WORK TASK:
Please quote the material exactly, every line of it.

THE RECORDS:
+-------+
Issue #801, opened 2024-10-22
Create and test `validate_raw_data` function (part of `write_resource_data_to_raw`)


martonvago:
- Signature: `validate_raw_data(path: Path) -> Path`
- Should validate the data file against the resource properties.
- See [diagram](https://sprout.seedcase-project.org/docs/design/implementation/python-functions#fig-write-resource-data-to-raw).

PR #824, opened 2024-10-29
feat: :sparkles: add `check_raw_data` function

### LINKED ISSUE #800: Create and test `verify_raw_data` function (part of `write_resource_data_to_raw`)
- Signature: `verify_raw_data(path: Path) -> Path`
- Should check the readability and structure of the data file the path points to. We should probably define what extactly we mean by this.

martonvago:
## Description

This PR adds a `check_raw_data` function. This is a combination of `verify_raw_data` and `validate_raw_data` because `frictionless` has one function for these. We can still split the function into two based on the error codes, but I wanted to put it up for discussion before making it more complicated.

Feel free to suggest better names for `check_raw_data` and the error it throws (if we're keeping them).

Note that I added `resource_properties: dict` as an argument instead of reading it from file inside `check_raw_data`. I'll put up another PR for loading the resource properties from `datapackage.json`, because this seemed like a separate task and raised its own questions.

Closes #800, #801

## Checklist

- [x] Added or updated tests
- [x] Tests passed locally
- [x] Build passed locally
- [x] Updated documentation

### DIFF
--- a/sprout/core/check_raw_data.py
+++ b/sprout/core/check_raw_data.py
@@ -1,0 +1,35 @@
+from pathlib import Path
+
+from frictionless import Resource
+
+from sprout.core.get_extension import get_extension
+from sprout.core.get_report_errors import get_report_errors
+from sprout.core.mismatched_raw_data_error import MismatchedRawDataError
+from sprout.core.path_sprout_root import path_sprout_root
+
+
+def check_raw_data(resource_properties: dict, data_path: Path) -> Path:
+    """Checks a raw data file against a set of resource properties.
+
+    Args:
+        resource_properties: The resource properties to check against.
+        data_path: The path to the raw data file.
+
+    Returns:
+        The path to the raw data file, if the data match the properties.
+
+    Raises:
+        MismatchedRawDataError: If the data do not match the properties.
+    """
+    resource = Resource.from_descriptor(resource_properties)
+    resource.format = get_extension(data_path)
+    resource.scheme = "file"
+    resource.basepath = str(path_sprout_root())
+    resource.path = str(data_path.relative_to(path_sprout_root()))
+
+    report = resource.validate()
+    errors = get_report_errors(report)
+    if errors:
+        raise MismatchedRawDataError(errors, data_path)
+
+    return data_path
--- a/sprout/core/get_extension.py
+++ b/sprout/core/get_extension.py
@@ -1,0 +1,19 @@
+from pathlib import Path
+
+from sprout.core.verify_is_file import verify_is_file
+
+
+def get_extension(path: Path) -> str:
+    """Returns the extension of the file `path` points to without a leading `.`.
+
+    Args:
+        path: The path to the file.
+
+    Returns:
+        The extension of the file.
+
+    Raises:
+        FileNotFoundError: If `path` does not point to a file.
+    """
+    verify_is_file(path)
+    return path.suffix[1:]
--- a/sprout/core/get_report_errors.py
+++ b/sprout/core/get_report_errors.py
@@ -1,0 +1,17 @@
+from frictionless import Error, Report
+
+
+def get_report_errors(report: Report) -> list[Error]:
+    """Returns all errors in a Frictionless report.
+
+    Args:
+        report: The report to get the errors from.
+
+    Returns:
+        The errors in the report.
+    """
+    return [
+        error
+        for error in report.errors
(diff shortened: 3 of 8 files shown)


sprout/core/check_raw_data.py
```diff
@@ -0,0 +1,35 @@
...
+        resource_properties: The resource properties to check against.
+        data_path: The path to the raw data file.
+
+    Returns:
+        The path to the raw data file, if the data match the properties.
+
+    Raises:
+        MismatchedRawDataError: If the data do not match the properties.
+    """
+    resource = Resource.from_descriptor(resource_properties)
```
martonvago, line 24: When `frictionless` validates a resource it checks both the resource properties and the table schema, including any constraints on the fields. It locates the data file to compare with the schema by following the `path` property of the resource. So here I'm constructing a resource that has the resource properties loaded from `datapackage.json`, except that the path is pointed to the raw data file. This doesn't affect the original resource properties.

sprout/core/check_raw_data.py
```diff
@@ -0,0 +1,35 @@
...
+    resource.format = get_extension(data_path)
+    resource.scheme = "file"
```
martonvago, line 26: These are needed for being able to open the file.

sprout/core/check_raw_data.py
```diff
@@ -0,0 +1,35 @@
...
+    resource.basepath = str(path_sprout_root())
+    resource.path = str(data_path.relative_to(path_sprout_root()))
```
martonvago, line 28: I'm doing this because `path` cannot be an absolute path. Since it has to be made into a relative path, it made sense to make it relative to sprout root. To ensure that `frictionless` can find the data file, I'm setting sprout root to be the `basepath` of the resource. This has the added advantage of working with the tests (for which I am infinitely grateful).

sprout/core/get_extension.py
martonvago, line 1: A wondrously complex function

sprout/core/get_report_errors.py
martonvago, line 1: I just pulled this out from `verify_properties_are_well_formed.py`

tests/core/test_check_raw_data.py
+-------+
SOLUTION:
Issue #801, opened 2024-10-22
Create and test `validate_raw_data` function (part of `write_resource_data_to_raw`)


martonvago:
- Signature: `validate_raw_data(path: Path) -> Path`
- Should validate the data file against the resource properties.
- See [diagram](https://sprout.seedcase-project.org/docs/design/implementation/python-functions#fig-write-resource-data-to-raw).

PR #824, opened 2024-10-29
feat: :sparkles: add `check_raw_data` function

### LINKED ISSUE #800: Create and test `verify_raw_data` function (part of `write_resource_data_to_raw`)
- Signature: `verify_raw_data(path: Path) -> Path`
- Should check the readability and structure of the data file the path points to. We should probably define what extactly we mean by this.

martonvago:
## Description

This PR adds a `check_raw_data` function. This is a combination of `verify_raw_data` and `validate_raw_data` because `frictionless` has one function for these. We can still split the function into two based on the error codes, but I wanted to put it up for discussion before making it more complicated.

Feel free to suggest better names for `check_raw_data` and the error it throws (if we're keeping them).

Note that I added `resource_properties: dict` as an argument instead of reading it from file inside `check_raw_data`. I'll put up another PR for loading the resource properties from `datapackage.json`, because this seemed like a separate task and raised its own questions.

Closes #800, #801

## Checklist

- [x] Added or updated tests
- [x] Tests passed locally
- [x] Build passed locally
- [x] Updated documentation

### DIFF
--- a/sprout/core/check_raw_data.py
+++ b/sprout/core/check_raw_data.py
@@ -1,0 +1,35 @@
+from pathlib import Path
+
+from frictionless import Resource
+
+from sprout.core.get_extension import get_extension
+from sprout.core.get_report_errors import get_report_errors
+from sprout.core.mismatched_raw_data_error import MismatchedRawDataError
+from sprout.core.path_sprout_root import path_sprout_root
+
+
+def check_raw_data(resource_properties: dict, data_path: Path) -> Path:
+    """Checks a raw data file against a set of resource properties.
+
+    Args:
+        resource_properties: The resource properties to check against.
+        data_path: The path to the raw data file.
+
+    Returns:
+        The path to the raw data file, if the data match the properties.
+
+    Raises:
+        MismatchedRawDataError: If the data do not match the properties.
+    """
+    resource = Resource.from_descriptor(resource_properties)
+    resource.format = get_extension(data_path)
+    resource.scheme = "file"
+    resource.basepath = str(path_sprout_root())
+    resource.path = str(data_path.relative_to(path_sprout_root()))
+
+    report = resource.validate()
+    errors = get_report_errors(report)
+    if errors:
+        raise MismatchedRawDataError(errors, data_path)
+
+    return data_path
--- a/sprout/core/get_extension.py
+++ b/sprout/core/get_extension.py
@@ -1,0 +1,19 @@
+from pathlib import Path
+
+from sprout.core.verify_is_file import verify_is_file
+
+
+def get_extension(path: Path) -> str:
+    """Returns the extension of the file `path` points to without a leading `.`.
+
+    Args:
+        path: The path to the file.
+
+    Returns:
+        The extension of the file.
+
+    Raises:
+        FileNotFoundError: If `path` does not point to a file.
+    """
+    verify_is_file(path)
+    return path.suffix[1:]
--- a/sprout/core/get_report_errors.py
+++ b/sprout/core/get_report_errors.py
@@ -1,0 +1,17 @@
+from frictionless import Error, Report
+
+
+def get_report_errors(report: Report) -> list[Error]:
+    """Returns all errors in a Frictionless report.
+
+    Args:
+        report: The report to get the errors from.
+
+    Returns:
+        The errors in the report.
+    """
+    return [
+        error
+        for error in report.errors
(diff shortened: 3 of 8 files shown)


sprout/core/check_raw_data.py
```diff
@@ -0,0 +1,35 @@
...
+        resource_properties: The resource properties to check against.
+        data_path: The path to the raw data file.
+
+    Returns:
+        The path to the raw data file, if the data match the properties.
+
+    Raises:
+        MismatchedRawDataError: If the data do not match the properties.
+    """
+    resource = Resource.from_descriptor(resource_properties)
```
martonvago, line 24: When `frictionless` validates a resource it checks both the resource properties and the table schema, including any constraints on the fields. It locates the data file to compare with the schema by following the `path` property of the resource. So here I'm constructing a resource that has the resource properties loaded from `datapackage.json`, except that the path is pointed to the raw data file. This doesn't affect the original resource properties.

sprout/core/check_raw_data.py
```diff
@@ -0,0 +1,35 @@
...
+    resource.format = get_extension(data_path)
+    resource.scheme = "file"
```
martonvago, line 26: These are needed for being able to open the file.

sprout/core/check_raw_data.py
```diff
@@ -0,0 +1,35 @@
...
+    resource.basepath = str(path_sprout_root())
+    resource.path = str(data_path.relative_to(path_sprout_root()))
```
martonvago, line 28: I'm doing this because `path` cannot be an absolute path. Since it has to be made into a relative path, it made sense to make it relative to sprout root. To ensure that `frictionless` can find the data file, I'm setting sprout root to be the `basepath` of the resource. This has the added advantage of working with the tests (for which I am infinitely grateful).

sprout/core/get_extension.py
martonvago, line 1: A wondrously complex function

sprout/core/get_report_errors.py
martonvago, line 1: I just pulled this out from `verify_properties_are_well_formed.py`

tests/core/test_check_raw_data.py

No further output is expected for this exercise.